Senin, 16 Juni 2008

Mengapa Kurikulum Selalu jadi Kambing Hitam?
Oleh : Yusuf Hasyim
Kemerosotan pendidikan kita sudah terasa selama bertahun-tahun, untuk kesekian kalinya kurikulum dituding sebagai penyebabnya. Hal ini tercermin dengan adanya upaya mengubah kurikulum 1975 diganti dengan kurikulum 1984, kemudian diganti lagi dengan kurikulum 1994 dan Kurikulum Berbasis Kompetensi (KBK) bahkan sekarang mencoba disempurnakan lagi dengan Kurikulum 2006. Perubahan kurikulum memang suatu keharusan bagi pengembangan pendidikan, tetapi tidak serta merta setiap perubahan tahun pembelajaran kurikulum ikut berubah sementara pelaksanaan kurikulum sebelumnya belum sempat terevaluasi bahkan di daerah pelosok belum sempat dilaksanakan.
Memperbincangkan perubahan kurikulum memang sangat menarik dan selalu aktual, sebagaimana diperdebatkan oleh Sdr. Nur Abadi dan HM. Faojin dalam majalah Rindang Edisi April dan Mei 2006. Tetapi kalau kita mau jujur pada realitas pelaksanaan pendidikan di Indonesia, sebenarnya kemerosotan pendidikan bukan melulu diakibatkan oleh kurikulum tetapi banyak faktor lain yang saling terkait.

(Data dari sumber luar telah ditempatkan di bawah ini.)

PR #758, opened 2026-04-20
fix: encode Basic Auth per RFC 7617 in proxied_client.go

### LINKED ISSUE #757: Basic Auth in proxied_client.go violates RFC 7617 for special chars
## TL;DR

`NewProxiedClient` constructs `Authorization: Basic ...` by calling `(*url.Userinfo).String()` and base64-encoding the result. That percent-escapes reserved characters per RFC 3986. RFC 7617 Basic Auth wants the raw `username ":" password` bytes instead. Every other Basic-Auth site in this repo already does it the RFC 7617 way via `SetBasicAuth` or an equivalent raw concat. `proxied_client.go` is the one outlier.

## The spec

[RFC 7617 §2](https://www.rfc-editor.org/rfc/rfc7617#section-2) defines the Basic scheme's credential form as:

> `user-pass = userid ":" password`

The bytes above are then base64-encoded. No percent-escaping, no URL encoding. Just the literal user, colon, literal password. The Go standard library codifies this in [`(*http.Request).SetBasicAuth`](https://pkg.go.dev/net/http#Request.SetBasicAuth):

```go
// From src/net/http/request.go:
func basicAuth(username, password string) string {
    auth := username + ":" + password
    return base64.StdEncoding.EncodeToString([]byte(auth))
}
```

Raw bytes. No escaping.

## What this repo does

[`proxied_client.go:34-37`](https://github.com/grafana/mcp-grafana/blob/main/proxied_client.go#L34-L37):

```go
} else if config.BasicAuth != nil {
    auth := config.BasicAuth.String()
    headers["Authorization"] = "Basic " + base64.StdEncoding.EncodeToString([]byte(auth))
}
```

`(*url.Userinfo).String()` is designed for URL serialization, not Basic Auth. From the Go stdlib (slightly paraphrased):

```go
func (u *Userinfo) String() string {
    if u == nil {
        return ""
    }
    s := escape(u.username, encodeUserPassword)
    if u.passwordSet {
        s += ":" + escape(u.password, encodeUserPassword)
    }
    return s
}
```

The `escape(..., encodeUserPassword)` step percent-escapes `:`, `@`, `/`, `%`, space, and other characters that would be ambiguous in a URL's userinfo segment per RFC 3986. That behavior is correct for constructing URLs. It is the wrong primitive for constructing a Basic Auth header.

## Why the difference matters

For a plain ASCII password containing none of the escaped characters, the two paths produce identical bytes. For any password containing `:`, `@`, `/`, `%`, or space, the current code sends percent-encoded bytes on the wire where RFC 7617 expects raw bytes.

| password | raw (RFC 7617) | current code (via `url.Userinfo.String`) |
|----------|----------------|------------------------------------------|
| `password` | `admin:password` | `admin:password` ✅ |
| `p:w0rd` | `admin:p:w0rd` | `admin:p%3Aw0rd` ❌ |
| `p@ssw0rd` | `admin:p@ssw0rd` | `admin:p%40ssw0rd` ❌ |
| `p/w0rd` | `admin:p/w0rd` | `admin:p%2Fw0rd` ❌ |
| `p%w0rd` | `admin:p%w0rd` | `admin:p%25w0rd` ❌ |
| `pw 0rd` | `admin:pw 0rd` | `admin:pw%200rd` ❌ |

Whether the Grafana instance behind the proxied MCP server happens to be lenient and decode percent-escaped userinfo is not verified in this report. Basic Auth implementations vary, and this particular path runs only when mcp-grafana is proxying to another MCP server (e.g. Tempo) via `NewProxiedClient` using the forwarded user credentials. Either way, the bytes sent deviate from RFC 7617, and a strict parser (or a future hardened implementation) will reject them.

Scope of the bug: it only affects the **proxied MCP transport path**, not direct Grafana API calls. Users who never enable proxied tools never hit it. Users who do enable proxied tools AND use Basic Auth (not a service account token) AND have any of `:` `@` `/` `%` space in their password hit it silently.

## Precedent in this codebase

Every other Basic-Auth construction site in mcp-grafana already uses the raw-bytes form:

| File | Line | Pattern |
|------|------|---------|
| `mcpgrafana.go` | 669 | `req.SetBasicAuth(auth.Username(), password)` |
| `k8s_client.go` | 237-238 | `req.SetBasicAuth(cfg.BasicAuth.Username(), password)` |
| `tools/oncall.go` | 34-35 | `req.SetBasicAuth(cfg.BasicAuth.Username(), password)` |
| `tools/rendering.go` | 121-122 | `req.SetBasicAuth(config.BasicAuth.Username(), password)` |
| `proxied_tools.go` | 146-147 | `req.SetBasicAuth(config.BasicAuth.Username(), password)` |
| `tools/alerting_client.go` | 92-93 | `req.SetBasicAuth(c.basicAuth.Username(), password)` |

Only `proxied_client.go:35-36` uses `(*url.Userinfo).String()`. This looks like an accidental outlier rather than an intentional choice. The difference is easy to miss when you're focused on building a `map[string]string` of headers rather than calling into `http.Request`'s helper.

## Reproduction (standalone Go test snippet)

Save as any `_test.go` file and run `go test -v`:

```go
package imp1_repro_test

import (
	"encoding/base64"
	"net/url"
	"testing"
)

// buggyBasicAuth replicates proxied_client.go:35-36:
//     auth := config.BasicAuth.String()
//     headers["Authorization"] = "Basic " + base64.StdEncoding.EncodeToString([]byte(auth))
func buggyBasicAuth(username, password string) string {
	auth := url.UserPassword(username, password).String()
	return "Basic " + base64.StdEncoding.EncodeToString([]byte(auth))
}

// correctBasicAuth encodes per RFC 7617, identical to
// (*http.Request).SetBasicAuth() in the standard library.
func correctBasicAuth(username, password string) string {
	return "Basic " + base64.StdEncoding.EncodeToString([]byte(username+":"+password))
}

func TestBasicAuthByteLevelSpecDeviation(t *testing.T) {
	cases := []struct {
		name, username, password string
	}{
		{"plain ASCII", "admin", "password"},
		{"colon in password", "admin", "p:w0rd"},
		{"at sign in password", "admin", "p@ssw0rd"},
		{"percent in password", "admin", "p%w0rd"},
		{"space in password", "admin", "pw 0rd"},
		{"slash in password", "admin", "p/w0rd"},
	}
	for _, tc := range cases {
		t.Run(tc.name, func(t *testing.T) {
			got := buggyBasicAuth(tc.username, tc.password)
			want := correctBasicAuth(tc.username, tc.password)
			if got != want {
				t.Errorf("byte-level deviation from RFC 7617 Basic Auth:\n  current : %s\n  expected: %s", got, want)
			}
		})
	}
}
```

Expected result: plain-ASCII passes, all five special-character cases fail with a diagnostic showing the byte-level deviation.

## Suggested fix shape

A natural fit is to extract a small helper that mirrors `(*http.Request).SetBasicAuth`'s encoding, something like `basicAuthHeader(u *url.Userinfo) string`, and have `NewProxiedClient` call it. That keeps the call site small and makes the encoding behavior directly testable with the same table-driven test as the repro above. `proxied_client_test.go` doesn't exist yet in the repo, so the test lands cleanly as a new file.

## Question

Is this framing (byte-level RFC 7617 deviation, observable for passwords with the listed characters, fix via a helper that mirrors `SetBasicAuth`) one you'd accept as a PR? Happy to open it against your preferred shape. I have a working branch (`fix/proxied-client-basic-auth-rfc7617`) with the helper extracted, the test written, lint clean, and `make test-unit` passing.

boinger:
## Summary

Implements the fix discussed in #757: `proxied_client.go` was building the Basic Auth header via `(*url.Userinfo).String()`, which percent-escapes reserved characters per RFC 3986. RFC 7617 wants raw `username ":" password` bytes. See #757 for the full walkthrough of the spec deviation, observable impact, and precedent elsewhere in the codebase.

## What changed

- Extracted `basicAuthHeader(u *url.Userinfo) string` helper that mirrors `(*http.Request).SetBasicAuth`'s encoding.
- `NewProxiedClient` now calls the helper instead of the inline `config.BasicAuth.String()` path.
- New `proxied_client_test.go` with `TestBasicAuthHeaderEncoding`: 7 subtests covering plain ASCII, colon/at/percent/space/slash in password, empty password. Each asserts an exact expected base64 byte string so regressions fail loudly in either direction.

## Test plan

- [x] `make test-unit` passes (including the 7 new subtests)
- [x] `make lint` shows 0 issues (golangci-lint + jsonschema linter)
- [ ] Manual verification of the byte-level change against a Tempo proxied datasource with a password containing `:` (out of scope for a stdlib-pure unit test, but welcome suggestions if maintainers want integration coverage)

Closes #757

---

> [!NOTE]
> **Medium Risk**
> Changes how Basic Auth headers are generated for proxied MCP connections, which could affect connectivity to servers that previously (incorrectly) tolerated percent-encoded credentials. Scope is small and covered by new unit tests for special-character passwords.
> 
> **Overview**
> Fixes Basic Auth header construction in `NewProxiedClient` by replacing `url.Userinfo.String()`-based encoding with a dedicated `basicAuthHeader` helper that base64-encodes raw `username:password` bytes per RFC 7617.
> 
> Adds `proxied_client_test.go` with regression cases for reserved characters (e.g., `:`, `@`, `%`, space, `/`) and empty passwords to ensure the Authorization header bytes match the standard library behavior.
> 
> <sup>Reviewed by [Cursor Bugbot](https://cursor.com/bugbot) for commit 5af28e4d6e5984f162525a9401953f983c1da60c. Bugbot is set up for automated code reviews on this repo. Configure [here](https://www.cursor.com/dashboard/bugbot).</sup>

### DIFF
--- a/proxied_client.go
+++ b/proxied_client.go
@@ -5,6 +5,7 @@ import (
 	"encoding/base64"
 	"fmt"
 	"log/slog"
+	"net/url"
 	"sync"
 
 	mcp_client "github.com/mark3labs/mcp-go/client"
@@ -22,6 +23,17 @@ type ProxiedClient struct {
 	mutex          sync.RWMutex
 }
 
+// basicAuthHeader encodes credentials per RFC 7617:
+// base64(username ":" password) with raw bytes, matching
+// (*http.Request).SetBasicAuth in the standard library. url.Userinfo.String()
+// percent-escapes reserved characters per RFC 3986, which is wrong here —
+// passwords containing ':', '@', '/', '%', or space would be double-encoded
+// on the wire and rejected by spec-compliant Basic Auth parsers.
+func basicAuthHeader(u *url.Userinfo) string {
+	password, _ := u.Password()
+	return "Basic " + base64.StdEncoding.EncodeToString([]byte(u.Username()+":"+password))
+}
+
 // NewProxiedClient creates a new connection to a remote MCP server
 func NewProxiedClient(ctx context.Context, datasourceUID, datasourceName, datasourceType, mcpEndpoint string) (*ProxiedClient, error) {
 	// Get Grafana config for authentication
@@ -32,8 +44,7 @@ func NewProxiedClient(ctx context.Context, datasourceUID, datasourceName, dataso
 	if config.APIKey != "" {
 		headers["Authorization"] = "Bearer " + config.APIKey
 	} else if config.BasicAuth != nil {
-		auth := config.BasicAuth.String()
-		headers["Authorization"] = "Basic " + base64.StdEncoding.EncodeToString([]byte(auth))
+		headers["Authorization"] = basicAuthHeader(config.BasicAuth)
 	}
 
 	// Add org ID header if configured
--- a/proxied_client_test.go
+++ b/proxied_client_test.go
@@ -1,0 +1,71 @@
+package mcpgrafana
+
+import (
+	"net/url"
+	"testing"
+
+	"github.com/stretchr/testify/assert"
+)
+
+// TestBasicAuthHeaderEncoding verifies that basicAuthHeader produces the
+// same bytes as (*http.Request).SetBasicAuth — base64(username ":" password)
+// with raw bytes per RFC 7617. Regression test for the bug where
+// url.Userinfo.String() was used, which percent-escapes reserved characters
+// per RFC 3986 and breaks Basic Auth for passwords containing ':', '@',
+// '/', '%', or space.
+func TestBasicAuthHeaderEncoding(t *testing.T) {
+	cases := []struct {
+		name, username, password, want string
+	}{
+		{
+			name:     "plain ASCII",
+			username: "admin",
+			password: "password",
+			want:     "Basic YWRtaW46cGFzc3dvcmQ=",
+		},
+		{
+			name:     "colon in password",
+			username: "admin",
+			password: "p:w0rd",
+			want:     "Basic YWRtaW46cDp3MHJk",
+		},
+		{
+			name:     "at sign in password",
+			username: "admin",
+			password: "p@ssw0rd",
+			want:     "Basic YWRtaW46cEBzc3cwcmQ=",
+		},
+		{
+			name:     "percent in password",
+			username: "admin",
+			password: "p%w0rd",
+			want:     "Basic YWRtaW46cCV3MHJk",
+		},
+		{
+			name:     "space in password",
+			username: "admin",
+			password: "pw 0rd",
+			want:     "Basic YWRtaW46cHcgMHJk",
+		},
+		{
+			name:     "slash in password",
+			username: "admin",
+			password: "p/w0rd",
+			want:     "Basic YWRtaW46cC93MHJk",
+		},
+		{
+			name:     "empty password",
+			username: "admin",
+			password: "",
+			want:     "Basic YWRtaW46",
+		},
+	}
+	for _, tc := range cases {
+		t.Run(tc.name, func(t *testing.T) {
+			u := url.UserPassword(tc.username, tc.password)
+			got := basicAuthHeader(u)
+			assert.Equal(t, tc.want, got,
+				"basicAuthHeader must produce raw base64(user:password) per RFC 7617, not percent-encoded userinfo")
+		})
+	}
+}


sd2k (approved):
Thanks!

Anehnya, apa yang disampaikan Sdr. HM. Faojin bahwa perubahan kurikulum telah melalui proses yang sistemik dan terencana dengan melibatkan para pakar pendidikan, pakar bidang ilmu dan praktisi pendidikan, tidak dibarengi dengan upaya peningkatan kualitas pendidik maupun tenaga kependidikan. Begitu banyak anggaran dan biaya yang dikeluarkan untuk sosialisasi perubahan kurikulum, perubahan buku-buku-buku pelajaran ketika terjadi perubahan kurikulum namun hasilnya masih jauh dari yang diharapkan. Barangkali para pakar kurikulum kurang melihat pada realitas para praktisi pendidikan di desa-desa dan pelosok, atau mereka yang sehari-hari berjuang mencerdaskan anak bangsa di sekolah-sekolah swasta dan madrasah dengan segudang problem pendidikan yang tidak sedikit, mulai dari keterbatasan anggaran, sarana & prasarana pendidikan, masalah ekonomi, serta sulitnya memacu minat belajar siswa yang telah tererosi oleh budaya globalisasi dan modernisasi. Mereka merasa terseok-seok mengikuti arus perubahan kurikulum yang terlalu cepat. Sementara di sisi lain, pemerintah masih sangat minim menyediakan anggaran untuk peningkatan kualitas bagi mereka.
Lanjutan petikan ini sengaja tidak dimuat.